While making an EPA was always a sensible thing to do, the recent introduction of the nursing home support scheme referred to as “A Fair Deal” is yet another good reason to put one in place. Under this scheme anyone admitted to a nursing home will have to make a contribution to the weekly cost of maintaining them in that home. The amount of this contribution is calculated by reference to the amount of income you receive and the value of the assets that you own.
Where any of your assets include land and property in the State, the contribution to your nursing home charges which you will have to make may be deferred and collected from your estate after you have died. Several benefits could arise from such a deferral, the first and foremost being that you would not be forced to go through the huge emotional trauma of having to sell your home during your lifetime to fund your nursing home costs. Another more practical benefit would be to enable you to defer selling any land or other properties which you own at a time (such as now) when the property market is depressed and the money which you might secure for any such sale is nowhere near what you would like it to be.

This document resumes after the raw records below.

PR #22, opened 2017-08-23
Pin all repositories

erasche:
We're still missing a couple but this should enable us to safely run the "install/update all".

I propose that by default, people add new repositories as unpinned, and then we'll have a jenkins job which pins them after installation. Does this sound fine?


bgruening:
Like this in general but would use this syntax if easily possible. Not strictly needed.
```
changeset_revision:
    - cd253831a014
```

scripts/fix-revision.py
```diff
@@ -0,0 +1,22 @@
+import json
```
bgruening: Can we use something like this https://stackoverflow.com/questions/42518067/how-to-use-ordereddict-as-an-input-in-yaml-dump-or-yaml-safe-dump to keep the ordering. Having changeset before name seems odd.

erasche: done.

erasche:
Ok:

- all yaml files have been reverted to master
- instead we generate lock files and no one needs to care about what these look like
- there is a script, update-trusted.py which will update the lock files with new tools, and for any "trusted" repos it will add the latest version to the installation list.
- this doesn't cover 100% of installed repos, we will handle that at a later date, i want to make an incremental improvement and automate the addition of new tools first. having 100% coverage is not necessary for improving the tool installation process.

bgruening:
Thanks!

PR #29, opened 2017-09-04
Add ASaiM tools

bebatut:


asaim.yaml
```diff
@@ -0,0 +1,338 @@
...
+
+- name: 'collection_column_join'
+  owner: 'iuc'
+  tool_panel_section_label: 'Text Manipulation'
+
+- name: 'column_maker'
+  owner: 'devteam'
+  tool_panel_section_label: 'Text Manipulation'
+
+- name: 'concatenate_multiple_datasets'
```
bgruening: Is this really needed? I think this can be replaced by either the text-processing tools or the new data-collection tools.

bebatut: Which data-collection tools?

bgruening:
please don't merge yet, we need to see if all tools are needed ...
Many of the text manipulating tools can probably be replace by existing once.

erasche:
ok @bgruening. None will be installed, I still haven't fixed the jenkins portion.

erasche:
This has been open for 20 days, I'd love to merge this and resolve the text manipulation tools at a later date. Bearing in mind that *none* of these tools will be installed since the jenkins job is still being re-written.

bgruening:
@erasche there are a few tools included there that can be properly replaced by other already installed tools ... just not entirely sure. Need to look over this with @bebatut

erasche:
@bgruening yeah, I saw the previous discussion, I was just considering that y'all might not have a bunch of time in the next $n months and thought we might merge and fix later.

bgruening:
Cdhit is already installed afaik from a different user. This should not be installed but upstreamed, no?

bgruening:
@bebatut are all convertion tools etc really necessary? Why are these not part of the tools?
I'm just concert of tool that are too specific ...

bebatut:
Which convertion tools? I tried to remove them. Did I miss some?

bgruening:
`format_cd_hit_output` or `format_metaphlan2_output` for example.

PR #33, opened 2017-09-26
add flash

bgruening:


bgruening:
Waaa, nice tests, but too much more today to fix! Thanks @erasche!

PR #36, opened 2017-09-29
Pykwalify

erasche:
- Adds a schema
- Validates against that schema
- Removes extraneous use of travis + jenkins for just jenkins (since we have secrets involved)
- all toolshed urls are forced to `https`
- swaps a bunch of section IDs to section Labels


tools.yaml
```diff
@@ -110,768 +110,768 @@ tools:
   - name: ega_download_streamer
     owner: yhoogstrate
     tool_panel_section_label: Get Data
-    tool_shed_url: toolshed.g2.bx.psu.edu
+    tool_shed_url: https://toolshed.g2.bx.psu.edu
```
bgruening: We should remove the toolshed from the sections entirely. We do only support TS and not TTS ... so this should go ontop.

erasche: Shall I remove:

```
- name: covenntree
  owner: steffen
  tool_panel_section_label: Graph/Display Data
  tool_shed_url: https://testtoolshed.g2.bx.psu.edu  
- name: protease_prediction
  owner: bgruening
  tool_shed_url: https://testtoolshed.g2.bx.psu.edu 
- name: jamm
  owner: messersc
  tool_panel_section_label: Peak Calling
  tool_shed_url: https://testtoolshed.g2.bx.psu.edu 
```

bgruening: yes please.
Protease prediction should be on the TS I think.

erasche: cool, thanks.

PR #45, opened 2017-10-31
add new proteomics tools

bgruening:


erasche:
linting errors look unrelated, not sure how we still have those :s

PR #1038, opened 2026-05-22
Add pecat tool to EU

SaimMomin12:


bgruening:
If you want to be more lazy you can now run this workflow: https://github.com/usegalaxy-eu/usegalaxy-eu-tools/actions/workflows/sync-tools.yml :)

Thanks @SaimMomin12

PR #1045, opened 2026-06-05
Fix bug in fix-lockfile.py preventing new tools from being added

arash77:
Fixes line 28 which checked `if len(locked) == 0:` instead of `if len(locked_tools) == 0:`.

This caused new tools to be silently skipped from the lock file, preventing them from being installed on usegalaxy.eu.

Fixes CI lint failure: https://github.com/usegalaxy-eu/usegalaxy-eu-tools/actions/runs/26823713956/job/79085108349


bgruening:
Thanks! Can you please test run it?

PR #1049, opened 2026-06-09
Fix rate limiting in fix-outdated-tools workflow

arash77:
Fixes HTTP 429 errors from Galaxy Toolshed by:
- Adding 429 to retry codes with 5s initial backoff
- Reducing thread pool workers from 10 to 3
- Adding 0.5s delay between tool requests
- Limiting matrix concurrency to 4 jobs

### DIFF
--- a/scripts/fix_outdated.py
+++ b/scripts/fix_outdated.py
@@ -106,11 +106,12 @@ def fix_uninstallable(lockfile_name, toolshed_url):
                 f"Progress: {i}/{total} tools ({skipped} skipped, {changed} changed)"
             )
 
+        # Brief pause every 50 requests to avoid overwhelming the server
+        if i > 0 and i % 50 == 0:
+            time.sleep(1)
+
         name, owner = tool.get("name"), tool.get("owner")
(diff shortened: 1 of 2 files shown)


scripts/fix_outdated.py
```diff
@@ -105,6 +108,10 @@ def fix_uninstallable(lockfile_name, toolshed_url):
 
         name, owner = tool.get("name"), tool.get("owner")
         current_revisions = set(tool.get("revisions", []))
+
+        # Add delay between requests to avoid rate limiting
+        time.sleep(0.5)
```
bgruening: Not sure if this is wise. 4000 tools, many duplicated ... this will maybe take too long?

arash77: Should we remove the delay completly as we have a retry with backoff here or just reduce it?

bgruening: Whatever works and is not completely slow. Maybe just wait every 100 requests or so?

arash77: I added a 1s pause every 50 requests.

bgruening:
Danke.

PR #1083, opened 2026-07-03
Combine tool-maintenance workflows into a single weekly pipeline

arash77:
## What

Consolidates the three tool-maintenance workflows — `sync-tools`, `update-trusted`, and `fix-outdated-tools` — into a single ordered **weekly-tools-update** pipeline so that, before the Sunday installs on usegalaxy.eu:

1. **Sync** — new tools are added (from `galaxyproject/tools-iuc` and `bgruening/galaxytools`)
2. **Update** — new installable revisions are added for trusted tool owners
3. **Deprecate** — revisions no longer installable from the ToolShed are removed

Running the three steps in one pipeline (in that order) prevents the races from independent schedules: new tools land before their revisions are fetched, and outdated revisions are removed last.

## Pipeline

```
get-targets → sync (matrix, 2 legs) → update → deprecate (matrix, 1 leg per lockfile) → assemble-pr
```

Each step hands off via artifacts, and `assemble-pr` opens a single combined PR. `deprecate` is a per-lockfile matrix (mirroring `fix-outdated-tools.yml`) so each lockfile gets its own green/red leg in the Actions UI; a failing leg doesn't discard the run's sync/update work. Runs every Friday 06:00 UTC.

## Changes

- **New: `weekly-tools-update.yml`** — the combined pipeline above.
- **New: `scripts/sync-targets.json`** — single source of truth for the sync matrix, consumed by both the weekly and the per-repo `sync-tools` workflows.
- **`Makefile`** — adds `sync`, `update`, and `deprecate` targets. `sync` takes a single target via `NAME=`/`REPO=`/`YAML=` or all targets from `sync-targets.json`.
- **`sync-tools.yml`** — matrix driven from `sync-targets.json`, runs via `make sync`, validates the synced yaml directly (not `make pr_check`, which diffs `origin/master` and sees no uncommitted changes; and not `make <file>.lint`, whose `fix-lockfile.py` would regenerate the lockfile that `update` owns).
- **`update-trusted.yml`** — uses `make update`.
- Schedules removed from the three individual workflows in favour of the combined weekly run; they remain available for manual `workflow_dispatch`.
- Bumps `actions/checkout`, `actions/setup-python`, and `astral-sh/setup-uv` across the touched workflows.

## Notes / follow-ups

A pre-PR review surfaced two issues worth addressing (can be follow-ups, flagged for transparency):

- **`make pr_check` after `make update` makes the toolshed-existence check a no-op for synced tools** — `make update` regenerates lockfiles first, so `pr-check.py`'s `new_tools = yml − yml_lock` is empty and never checks that newly-synced tools exist in the toolshed. The per-repo `sync-tools.yml` validates before lockfile regen and still catches this.
- **A single transient toolshed fetch failure for one new tool fails `make update`** (no `continue-on-error`) and discards the whole run's sync+update work, since `update-tool.py --without` swallows the fetch error leaving the tool unpinned and `identify-unpinned.py` then exits 1.

## Verification

- Rebased onto the latest `upstream/master` (resolves cleanly).
- All touched workflow files parse as valid YAML and pass `actionlint`; `zizmor` is clean at the default persona.
- Triggered `workflow_dispatch` runs on the fork: all jobs green (2 sync legs, 34 deprecate legs, assemble-pr), and the generated PR body renders correctly.


arash77:
Preview of a live run + the generated PR body: https://github.com/arash77/usegalaxy-eu-tools/pull/7

bgruening (approved):
thanks @arash77!

PR #1090, opened 2026-07-16
Organize tools into appropriate sections

pavanvidem:
Added new tools under Digital Humanities and Metabolomics sections while removing them from Other Tools section.


Sch-Da:
Thanks a lot, @pavanvidem !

The deferral of the payment of contributions to nursing home charges is done by taking out what is referred to under the scheme as a Nursing Home Loan. In this case the HSE will pay the money to the nursing home on your behalf and it will then collect this money at a later stage. While the loan advanced by the HSE can be repaid at any stage (such as after the sale of an appropriate asset on the recovery of the property market) it will ultimately be recovered from your personal representatives after your death if it hasn’t been repaid in the meantime.
If you are not mentally capable of doing so yourself, the only person who can apply for a Nursing Home Loan on your behalf, other than a court-appointed care representative or committee, is an attorney appointed under an EPA created by you.
Just like making a will doesn’t bring about your early demise, creating an EPA won’t make you lose your mental capacity. Indeed we have had several clients who made EPAs during their lifetime who passed away without the need for the EPA to be registered ever having arisen. In those cases the EPA did nothing more than to give the individuals peace of mind by allowing them to live out their senior years safe in the knowledge that they had provisions in place to ensure that the hardship caused to both them and their loved ones would be minimized in the event that they ever became mentally incapable of looking after themselves.